Two prominent professors have hit back at the Food Standards Agency (FSA) after its chair branded their warning about the privatisation of food safety controls ‘nonsense’.
In a recent paper, Profs Erik Millstone and Tim Lang criticised FSA reform proposals to outsource food safety inspections and audits to the private sector, claiming they would result in the deterioration of standards in the UK.
Responding to the academics at a Westminster Food and Nutrition Forum event last week, FSA chair Heather Hancock said: “I have quite a lot of nonsense talked about these reforms.
“The worst is the assertion we are privatising regulation or allowing self-regulation.
“That could not be further from the truth. We want businesses to stand up to their legal obligation of providing safe food.

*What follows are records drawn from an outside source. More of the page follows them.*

Issue #314, opened 2016-05-15
Customize border opacity following the dash background value.


mankurt:
Dock border should get same opacity as the rest of the dock, it would look much better IMHO.

Sancho-Panza:
Which border are you talking about ? I don't see any border:

![capture du 2016-05-15 20-14-10](https://cloud.githubusercontent.com/assets/16472988/15275944/b3c9449e-1ad9-11e6-8282-bdced2b280ca.png)

mankurt:
![c2f6af4c-c845-11e5-8ff9-26c13fc7d591](https://cloud.githubusercontent.com/assets/15964583/15275965/a2410618-1ae2-11e6-9ec6-78a41d34ba3a.png)

Sancho-Panza:
Ah yep, you're right, I tried with 0% opacity and saw the border, my bad !

Sancho-Panza:
As a workaround, you can edit the file:

`~/.local/share/gnome-shell/extensions/dash-to-dock@micxgx.gmail.com/stylesheet.css`

On line 4 you should have something like this:

`border:1px;`

Just replace it with:

`border:0px;`

Then disable/enable the extension.

Result:

![capture du 2016-05-15 20-48-38](https://cloud.githubusercontent.com/assets/16472988/15276112/88ef6dd4-1ade-11e6-8646-1b473dac2ad2.png)

mankurt:
Will do, thanks mate!

Sancho-Panza:
You're welcome.

@micheleg: I guess a better way to fix this would be to add a new line after line 84 to set border-color with the same value than background-color ; but idk if everyone would like this feature, so, it means adding a GUI option but I don't know the extension well enough to propose a patch...

micheleg:
I guess it would make sense to set the same opacity value used for the bakground to the border as well. From a very quick test it seems this should work.  It should not be too complicated, it's a matter of extending the code which retrieve and update the background color for the border too. The relevant code is in https://github.com/micheleg/dash-to-dock/blob/master/theming.js if someone wants to propose a patch.

Sancho-Panza:
I'll propose a patch next week.

franglais125:
I took the liberty of looking into this and prepared a patch. https://github.com/franglais125/dash-to-dock/commit/0393fb9e2ea5cd62940b417f9e952ea13831c418

It's in fact just two lines. I use the same information from the background colour to set the border colour.
[...]

PR #316, opened 2016-05-20
Customize border opacity following the dash background value

passingthru67:
This is the modified patch started by @franglais125 to fix the border opacity issue #314.


franglais125:
For what it's worth, I tested his patches and it works well, as intended.

micheleg:
Merged. Thank you.

Issue #313, opened 2016-05-11
How to change background color?


alsoijw:
How to change background color?

micheleg:
Hi,

there's no option to change the dash background. I'm leaving the styling to the theme authors. However, you can tweak the color manually with a css rule . Have a look at the penultimate line here:  https://github.com/micheleg/dash-to-dock/blob/a82c45213d799f27c68f2c02417b418d9303659e/stylesheet.css

This file is installed in:
```
~/.local/share/gnome-shell/extensions/dash-to-dock@micxgx.gmail.com/

```
You can change the color there and reload the extension.

alsoijw:
How about add GUI setting for this?

micheleg:
It's not in my priority list, as I'm inheriting the color from the theme, but I could add this functionality in the future. But I can't promise anything.

SeventhSonOfASeventhSon:
An option allowing changing of the background colour would be nice.

Sancho-Panza:
Coming soon, see [this PR](https://github.com/micheleg/dash-to-dock/pull/318). ;)

micheleg:
This functionality has now been merged into master [7db860c326567b4d7d17dc3c3fc655543e84e61b].

PR #318, opened 2016-05-22
Implementation to set the dash background color.

franglais125:
This adds the ability to set the background color for the dash from the
settings.

Issue reference: https://github.com/micheleg/dash-to-dock/issues/313


franglais125:
screenshot from 2016-05-22 14-42-42

I made it compatible with the opacity setting, so one can independently use both of them.

micheleg:
Hi,

thank you for your pull request. It seems to work very well and it is not invasive neither from the code  nor from the ui point of view. I would made just a change, moving the background color settings ui before the opacity one. After that, I'm ready to merge it. 

Would you mind rebasing the pull request to current master and updating the settings ui?

Thank you,
Michele

franglais125:
Hi Michele,

Thanks for looking into this patch. I rebased and now the branches are now compatible.

I moved the option for the color above the opacity one, as requested!

I know it's a bit off-topic here, but while we are at it... Do you want me to open a PR for the Workspace isolation issue?
I have actually prepared three branches for that, in case you want to backport to Gnome 3.14 and 3.16.

Regards

screenshot from 2016-05-27 18-42-29

franglais125:
Oops, looking at the previous screenshot I realized the switches didn't have an even spacing. Patch b2b3eef562a22969201466334811c032ee4ba361 takes care of that!

screenshot from 2016-05-27 18-47-25

micheleg:
Merged [7db860c326567b4d7d17dc3c3fc655543e84e61b]. Thank you.

Issue #204, opened 2015-07-27
Show only windows of current workspace


2i:
I think it would improve the usability of the extension if it had an option (in the settings) to only show applications on the current workspace in the dock.

The scenario which is inconvenient without the feature is: when you click on an icon of an application which is already running but has no window on the current workspace then you will be navigated to the the workspace which contains such a window. But if you use workspaces to work on separate things you rather would like to open a new window of the application (for example a browser window). The navigation to another workspace is distracting and you have to find your previous workspace again.

To accomplish the desired behavior without the feature you have to right click on the application icon and click on “new window” if the application is not already open on the current workspace. Otherwise you have just to left click on the icon. Currently you cannot see in the dock whether the application is already open on the current workspace, so you have to remember.

The feature would also reduce the number of icons shown in the dock and so improve lucidity.

Favorite applications in the dock instead should be shown on every workspace in the dock in my opinion.

micheleg:
As far as I know this extension is compatible with dash to dock and does part of what you are asking https://extensions.gnome.org/extension/887/workspace-isolated-dash/.

The main problem I see with your suggestion is that there's no way to know if clicking will bring up an older window or a new one. I f you want a new window you can always use ctrl+click.

This is partialy a duplicate of #194.

2i:
In my opinion clicking on an icon of an application should open a new window if (and only if) there is no window on the current workspace of the same application. In the other case, an existing window of the application on the current workspace should be brought to front (like it is already if there is only one workspace).

Thanks for the link to the extension. Principally it is exactly what I was think of (except the icons changing the order sometimes, but this is another bug). But I think, bringing an option into D2D would improve it even more. ;)

fabrizio11:
I agree with this feature request. 

[Workspace-isolated-dash](https://extensions.gnome.org/extension/887/workspace-isolated-dash/]workspace-isolated-dash) works fine **but** it keeps showing opened windows of other workspaces **if** those are windows of a favorite application. So for me isn't a nice solution at all :stuck_out_tongue_closed_eyes:

micheleg:
Hi,

I'm open to consider this option, provided that the feature can be implemented in a clean and maintainable way. However I have no time to work on it now. I'm happy to consider a pull request and to provide guidance for the implementation if anybody wants to look into it.  The  Workspace-isolated-dash extension might be a good starting point to know which things to touch but, as noticed by @fabrizio11, more details have to be tweaked.

[...]

PR #325, opened 2016-05-30
Workspace isolation

franglais125:
Hi,

Here is the PR to introduce workspace isolation (issue https://github.com/micheleg/dash-to-dock/issues/204). As you can see from the work, I tried to keep this branch up to date with yours to avoid problems merging.

I took some time before creating a PR, as I wanted to test the code quite a bit before that. The patches included here work reliably on Gnome Shell 3.18 and 3.20.

I took the time of updating two more branches, so that if you want to back-port this feature it goes faster for you:

- for 3.14: https://github.com/franglais125/dash-to-dock/tree/gnome-3.14 (tested extensively)
- for 3.16: https://github.com/franglais125/dash-to-dock/tree/gnome-3.16 (work in progress, @nsrosenqvist has been helping with the tests).

Regards, and thanks for looking into this!


appIcons.js
```diff
@@ -166,7 +166,13 @@ const MyAppIcon = new Lang.Class({
 
     _updateRunningStyle: function() {
         this.parent();
```
franglais125: We hide the dots for apps that are not active in the current workspace.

“We want them to share the evidence they are doing this; evidence which has to be reliable, robust and trustworthy.
“By doing that, we can much more effectively identify risks to public health and public trust.
“I have also heard we are cutting local authorities out of the system, and again, that is absolute nonsense.
“I cannot imagine a food regulation system which does not have local authorities at its heart.”
After being made aware of Ms Hancock’s remarks, the professors hit back, saying the FSA had ‘attributed to us claims we did not make’.
Rather than claiming food businesses would ‘mark their own homework’, the academics’ report explains the FSA proposals would force companies to pay commercial organisations to ‘mark their homework for them’.
The professors also denied saying local authorities would be ‘cut out’ of the system, acknowledging they would continue to play a key – albeit diminished – role.
They said: “Local authorities must be provided with sufficient resources to conduct sufficient unannounced inspections and audits to prevent food safety standards from falling to unacceptable levels.
“Leaving under-resourced local authorities to cope with all of the challenges they currently face, plus receiving skip-fulls of data, the completeness and reliability of which they cannot afford to check, is not a recipe for maintaining, let alone raising, food safety standards.”